Investment proof and expenses bills related to few tax-free allowances are required to be submitted to employer by employee before 31st March to avoid excess deduction of TDS from their salary.
Tips to avoid the hassles of last minute tax planning by employee before 31st March
- Don’t forget to submit to your employer details of housing loans and tax saving investments to prevent any excess deduction.
- Rent receipts to claim HRA tax benefit
- Medical bills to claim tax-free medical allowance
- Proof of travel to claim leave travel allowance (LTA) tax benefit – usually twice in a block of four years
- Proof of conveyance, if required by company guidelines, to claim conveyance allowance
- Premium receipt of health insurance/, including premium paid on parents’ health insurance – Section 80D
- Statement of education loan with details of the interest component – Section 80E
- Proof of donation to a recognized charity under Section 80G
- Check the Form 16 received at the end of each year from your employer thoroughly.
- Check Form 26AS whether the effect of TDS deducted has been reflected there or not.
- It is important to start your tax planning well before 31st March, and to file your returns before the 31st of July each year.
- DATE or MONTH is very crucial for buying house property.

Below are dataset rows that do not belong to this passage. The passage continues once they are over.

PR #1076, opened 2026-02-13
mac: prepare desktop audio capture

csett86:
With https://github.com/electron/electron/pull/49717 the desktopCapturer
supports system audio for macOS 13 and above. Is was recently fixed
in https://github.com/electron/electron/pull/49740 for current
electron.

This is a preparational step, but:

This on its own does not allow audio for screenshare, as its currently
hard-coded to only show the "Share Audio" button on windows, see
https://github.com/jitsi/jitsi-meet/blob/master/react/features/screen-share/functions.ts#L34

### DIFF
--- a/package.json
+++ b/package.json
@@ -47,6 +47,7 @@
       "extendInfo": {
         "NSCameraUsageDescription": "Jitsi Meet requires access to your camera in order to make video-calls.",
         "NSMicrophoneUsageDescription": "Jitsi Meet requires access to your microphone in order to make calls (audio/video).",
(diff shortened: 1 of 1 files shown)


csett86:
@saghul I have redone this now cleanly, please review and approve. Its only a prep step and does not enable audio desktop sharing yet, as the "Share Audio" button is hard-coded in the web-app to only show on windows. I'll do a followup PR once this lands and is in a released version

saghul (approved):

PR #1087, opened 2026-03-05
Added: two-window layout with redesigned Recent Meetings UI

aadiexii:
**Changes**

- Implement two-window architecture (launcher + meeting window)
- IPC communication between launcher and meeting windows
- Redesign Recent Meetings UI to match the web client:
  - Flat row layout with date/time and room name/duration columns
  - Click anywhere on a row to join (removed separate Join button)
  - Trash icon (same SVG as web) hidden by default, visible on hover
  - Scrollable container with custom scrollbar
  - Frosted panel background for visual separation
- Adjust Header and Body spacing for responsive layout

@saghul I have made the possible changes, you can go through it and let me know how I can improve it more.


aadiexii:
@saghul 
Found an edge case I had missed, the SDK setup (PiP, screen sharing, power monitor) was still targeting the launcher window (mainWindow), but in the two-window architecture the conference iframe only exists in the meeting window. This meant PiP wouldn't trigger when minimizing the meeting window.

**Fixed in the latest commit:**
-Moved setupPictureInPictureMain, setupScreenSharingMain, setupPowerMonitorMain to target meetingWindow
-Added redirect blocking (will-redirect) to the meeting window for security parity with the launcher

csett86 (changes requested):
Please make the new UI tests translatable (see inline) and translate them if you speak any of the translated languages, @aadiexii

csett86 (dismissed):
@aadiexii Thank you, and we are getting there. Two questions and still one unnecessary whitespace change, please see inline.

One more important question: Where did you test this?

app/i18n/lang/en.json
```diff
@@ -1,33 +1,36 @@
-{
```
saghul: Leave this like it was.

main.js
```diff
@@ -494,10 +504,109 @@ ipcMain.on('jitsi-open-url', (event, someUrl) => {
...
+            preload: path.resolve(basePath, './build/preload.js'),
+            sandbox: false
+        }
+    });
+
+    meetingWindow.loadURL(indexURL);
+
+    // Store conference — sent to meeting window once its renderer-ready fires,
+    // guaranteeing the navigate-to-conference listener is already registered.
+    pendingMeetingConference = conference;
```
saghul: can't you add a handler to meetingWindow here like the ready event and then trigger the navigation?

saghul (commented):
This is looking very good! Left some comments, please take a look.

aadiexii:
@saghul  I'm currently working on the requested changes and will update you soon. Thanks for your patience.

saghul:
Great! Take your time.

aadiexii:
I have completely separated the UI redesign into another branch to focus solely on the architecture here as requested! Also, I have ditched the React Router, fixed the hackish Redux actions by creating a dedicated addRecentListEntry action, and cleaned up the pendingMeetingConference IPC logic by utilizing did-finish-load. Check out the latest commit!

app/features/welcome/components/Welcome.js
```diff
@@ -203,7 +203,7 @@ class Welcome extends Component {
      * @returns {ReactElement}
      */
     _renderHeader() {
-        const locationState = this.props.location.state;
+        const locationState = this.props.location && this.props.location.state;
```
saghul: use optional chaining

main.js
```diff
@@ -442,7 +429,11 @@ app.on('second-instance', (event, commandLine) => {
 });
 
 app.on('window-all-closed', () => {
-    app.quit();
+    // Only quit when the launcher (mainWindow) is closed.
```
saghul: why do you need this check, since the event should only fire when all windows are closed?

main.js
```diff
@@ -494,10 +493,109 @@ ipcMain.on('jitsi-open-url', (event, someUrl) => {
...
+
+        return;
+    }
+
+    const basePath = isDev ? __dirname : app.getAppPath();
+    const indexURL = URL.format({
+        pathname: path.resolve(basePath, './build/index.html'),
+        protocol: 'file:',
+        slashes: true,
+        query: { role: 'meeting' }
```
saghul: As I think I mentioned in the previous review, I don't like this, feels a bit like a hack. Can we find a different way? Perhaps having to separate index.html pages or something?

saghul (commented):
This looks much better, thank you! It's almost there, the  thing I'd like to see changed is how we tell the window apart, I'd like to see how an alternative to that query parameter looks like.

Also, if we no longer use the router, can we drop the dependency?

aadiexii:
Thanks @saghul! I've updated the PR with all your feedback:

-Uninstalled react-router completely and removed it from Redux.
-Applied optional chaining (props.location?.state).
-Removed the redundant mainWindow === null wrapper inside window-all-closed.
-Dropped the ?role=meeting query hack. The architecture now natively splits into two separate Webpack HTML entries (index.html and meeting.html).

-Bonus Fix: Wired addRecentListEntry to explicitly dispatch continuously so recent list timestamps successfully update when re-joining a meeting!
Let me know what you think of the native dual-HTML approach!

app/features/app/components/MeetingApp.js
```diff
@@ -0,0 +1,78 @@
...
+class MeetingApp extends Component {
+    /**
+     * Initializes a new {@code MeetingApp} instance.
+     *
+     * @inheritdoc
+     */
+    constructor(props) {
+        super(props);
+
+        document.title = config.appName;
```
saghul, line 22: Let's put the canonical meeting URL (URL with no parameters) once we have it, to make it more obvious where one is connected, since we don't have a location bar in Electron.

app/features/app/components/MeetingApp.js
```diff
@@ -0,0 +1,78 @@
...
+    /**
+     * Implements React's {@link Component#componentDidMount()}.
+     *
+     * @returns {void}
+     */
+    componentDidMount() {
+        // Meeting window: set conference data when main process sends it.
+        this._removeConferenceListener = window.jitsiNodeAPI.ipc.addListener(
+            'navigate-to-conference',
+            conference => {
```
saghul, line 38: Let's do some validation here? I know we'll only send valid stuff over IPC, I wonder if a bug allows running code in the renderer could cause trouble here.

app/features/app/components/MeetingApp.js
```diff
@@ -0,0 +1,78 @@
...
+    /**
+     * Implements React's {@link Component#render()}.
+     *
+     * @inheritdoc
+     * @returns {ReactElement}
+     */
+    render() {
+        const { conference } = this.state;
+
+        // Wait for the IPC message to deliver the conference details.
```
saghul, line 83: Maybe use a Spinner instead?

app/features/app/components/MeetingApp.js
saghul: We can also set the document title here after parsing the URL.

app/features/conference/components/Conference.js
```diff
@@ -59,16 +58,9 @@ class Conference extends Component {
 
         this._loadConference();
 
-        // Set a timer for a timeout duration, if we haven't loaded the iframe by then,
-        // give up.
+        // Set a timer: if the iframe hasn't loaded by then, close the meeting window.
```
saghul: The timer was there because otherwise there was no way to close the meeting, since there was a single window. Now that we have 2, let's drop the timer altogether.

app/features/recent-list/actionTypes.js
```diff
@@ -7,3 +7,13 @@
...
+
+/**
+ * The type of (redux) action that is dispatched when a conference is added to the recent list.
+ *
+ * @type {
+ *     type: ADD_RECENT_LIST_ENTRY,
+ *     conference
+ * }
+ */
+export const ADD_RECENT_LIST_ENTRY = 'ADD_RECENT_LIST_ENTRY';
```
saghul: can you add this one to the top, thus sorting them alphabetically?

app/features/recent-list/actionTypes.js
```diff
@@ -7,3 +7,13 @@
 * }
 */
 export const CONFERENCE_REMOVED = 'CONFERENCE_REMOVED';
```
saghul: Let's rename this to REMOVE_RECENT_LIST_ENTRY, for symmetry

saghul (commented):
I can see the finish line! Great work so far! Left a couple of comments, please take a look!

aadiexii:
Thanks! I pushed an update addressing all points:

-MeetingApp: Added proper IPC payload validation, dynamic {serverURL}/{room} UI titles, and a smooth @atlaskit/spinner for loading.
-Conference.js: Completely removed the legacy _loadTimer iframe expiration logic.
-Action Types: Alphabetized the list and globally renamed CONFERENCE_REMOVED to the symmetrical REMOVE_RECENT_LIST_ENTRY.

Let me know how it looks!

webpack.renderer.js
```diff
@@ -7,14 +7,24 @@ module.exports = {
     // The renderer code rus in BrowserWindow without node support so we must
     // target a web platform.
     target: 'web',
-    entry: { app: './app/index.js' },
+    entry: {
```
saghul: This change is creating 2 bundles with 99% the same code, except they render a different component.

A way around this is for app JS to register a global function that allows you to decide which entry-point you want to render, and you do that in the HTML file (you'd need to use a different HTML file for each entry-point, which is ok).

You can borrow some inspiration from here: https://github.com/jitsi/jitsi-meet/blob/9a6babd70ce18abd93ca99da5d62004dc262664d/react/index.web.js#L68

saghul (commented):
One last bug to avoid duplicating the entire JS bundle and we are good to go.

aadiexii:
Thanks, @saghul ! 
I've pushed an update addressing the final bug:
-Deleted app/meeting.js entirely.
-Rewrote app/index.js to register a single global renderEntryPoint function instead of auto-rendering.
-Split the HTML templates natively into app/index.html and app/meeting.html, both loading the unified app.bundle.js and passively calling renderEntryPoint('APP') and renderEntryPoint('MEETING') on load!

The bundle feels much lighter now. Let me know if everything is good to go! Then we can implement the UI part also.

saghul (approved):

saghul:
Great work @aadiexii !

PR #1126, opened 2026-05-11
chore: update electron-sdk to latest

csett86:
removes unused transitive electron-store dependency


saghul (approved):

saghul:
Do you know why we depend on babel-runtime in that weird way?

csett86:
Yes, the override on babel-runtime is from #1117 to remove the ancient core-js transitive dependency

PR #1129, opened 2026-05-11
Replace atlaskit with simple components

csett86:


saghul:
Do you have screenshots of how things are looking?

csett86:
Its the first try and it does not look too bad I would say:


grafik

grafik

grafik

csett86:
I would still fix the background on the main input bar, and maybe tweak it to look a bit more like meet.jit.si (so less blue background), but other than that I think it would work

csett86:
And to simplify I would remove the onboarding tour flow completely, see #1131 

The app is anyway so simple, let the people use it instead of offering the tour.

csett86:
Here now the updated styles:

grafik

grafik

What do you think, @saghul

csett86:
I did not like the white version, now a version inspired by the iOS Jitsi app:

Bildschirmfoto 2026-05-12 um 09 15 03

Bildschirmfoto 2026-05-12 um 09 16 09

saghul:
> I did not like the white version, now a version inspired by the iOS Jitsi app:

Way better!

saghul:
I'd like us to explore making the main window tall and narrow, and show a single column for the recent list, which is scrollable. That way it will take less screen real state...

csett86:
So even more like the iOS version

image

csett86:
I'll explore the redesign in the coming days, I like the idea to simplify the UI, thanks @saghul

saghul:
Yes, something along those lines, no need for tabs though. Thanks for taking the time to do this @csett86 !

csett86:
@saghul what do you say:

image

csett86:
Now the spinner is visible as well, I think we are good to go. If you have any further suggestion @saghul please keep them coming!

saghul:
Looks great! How about we land this and iterate as necessary? It's already quite large.

saghul (approved):

csett86:
> Looks great! How about we land this and iterate as necessary? It's already quite large.

Agree, lets land this as is and then iterate before the next release

PR #7206, opened 2020-03-24
Parse --disk-size and --memory sizes with binary suffixes

linkvt:
Hi!

when enabling the istio addon I got the message that I would need more memory in my VM - to my surprise it parsed the `--memory 8g` parameter as `8000MB` and not `8192MB`.
After looking at the rest of the code which uses 1024 in various locations for calculating sizes this seems not intended - I'm of course not sure if this is really the case :).

### Detailed Issue Description
```
 $ minikube addons enable istio
❗  Istio needs 8192MB of memory -- your configuration only allocates 4000MB
...
```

An taxpayer can save more tax amount from Interest on housing loan or principle repayment. Before buying property take professional advice for perfect tax planning in relation to house property.
- If person has occupied more than one house for his own residence, only one house of his own choice is treated as self-occupied and all other houses are deemed to be let out. To minimize tax liability, care should be taken while selecting the house to be treated as self-occupied.